What you need to do >> What lines of the data below hold the string "CarlBeek"? Copy each one out.

Data shown >>
--------
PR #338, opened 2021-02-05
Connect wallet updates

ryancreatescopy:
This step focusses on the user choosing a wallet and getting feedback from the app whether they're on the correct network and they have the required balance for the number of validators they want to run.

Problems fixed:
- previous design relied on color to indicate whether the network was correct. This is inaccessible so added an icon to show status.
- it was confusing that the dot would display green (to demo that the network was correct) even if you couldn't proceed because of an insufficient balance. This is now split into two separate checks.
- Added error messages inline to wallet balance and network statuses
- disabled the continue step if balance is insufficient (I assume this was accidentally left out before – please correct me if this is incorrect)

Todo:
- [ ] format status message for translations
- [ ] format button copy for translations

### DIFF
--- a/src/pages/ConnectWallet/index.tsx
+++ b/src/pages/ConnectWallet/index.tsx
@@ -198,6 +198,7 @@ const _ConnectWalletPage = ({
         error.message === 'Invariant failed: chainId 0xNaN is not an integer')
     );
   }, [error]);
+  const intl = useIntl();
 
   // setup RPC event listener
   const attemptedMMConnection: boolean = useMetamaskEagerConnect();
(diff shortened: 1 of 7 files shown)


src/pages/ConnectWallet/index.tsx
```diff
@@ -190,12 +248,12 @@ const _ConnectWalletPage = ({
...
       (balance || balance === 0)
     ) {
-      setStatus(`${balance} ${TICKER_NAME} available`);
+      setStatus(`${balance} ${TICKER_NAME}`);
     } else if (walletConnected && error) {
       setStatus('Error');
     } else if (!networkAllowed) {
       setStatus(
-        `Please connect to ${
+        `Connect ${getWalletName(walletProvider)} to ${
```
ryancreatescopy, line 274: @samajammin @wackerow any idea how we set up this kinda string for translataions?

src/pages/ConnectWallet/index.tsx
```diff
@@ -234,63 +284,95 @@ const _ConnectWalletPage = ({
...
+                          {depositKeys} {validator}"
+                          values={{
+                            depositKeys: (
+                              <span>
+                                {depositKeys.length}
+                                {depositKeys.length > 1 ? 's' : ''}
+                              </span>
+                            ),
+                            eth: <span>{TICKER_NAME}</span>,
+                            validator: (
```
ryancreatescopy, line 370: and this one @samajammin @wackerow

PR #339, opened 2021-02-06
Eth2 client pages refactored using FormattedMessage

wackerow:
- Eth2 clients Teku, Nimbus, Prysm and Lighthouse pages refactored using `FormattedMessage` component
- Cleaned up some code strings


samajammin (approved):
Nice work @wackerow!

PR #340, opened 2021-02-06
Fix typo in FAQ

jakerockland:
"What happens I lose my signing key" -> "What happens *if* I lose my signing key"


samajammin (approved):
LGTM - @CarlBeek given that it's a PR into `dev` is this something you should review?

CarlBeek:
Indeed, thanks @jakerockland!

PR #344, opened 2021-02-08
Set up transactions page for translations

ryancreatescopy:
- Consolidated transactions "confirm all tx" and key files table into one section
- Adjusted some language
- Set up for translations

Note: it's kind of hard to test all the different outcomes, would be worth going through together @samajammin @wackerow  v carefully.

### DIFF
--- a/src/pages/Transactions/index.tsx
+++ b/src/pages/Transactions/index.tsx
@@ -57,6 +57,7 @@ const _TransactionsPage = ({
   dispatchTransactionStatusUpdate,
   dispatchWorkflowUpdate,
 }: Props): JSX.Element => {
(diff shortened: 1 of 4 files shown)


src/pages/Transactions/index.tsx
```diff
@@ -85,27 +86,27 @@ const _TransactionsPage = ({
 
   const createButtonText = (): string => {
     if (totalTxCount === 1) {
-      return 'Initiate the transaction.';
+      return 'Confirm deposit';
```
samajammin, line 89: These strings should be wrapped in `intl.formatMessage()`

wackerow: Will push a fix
--------
Solution >>
LGTM - @CarlBeek given that it's a PR into `dev` is this something you should review?
CarlBeek:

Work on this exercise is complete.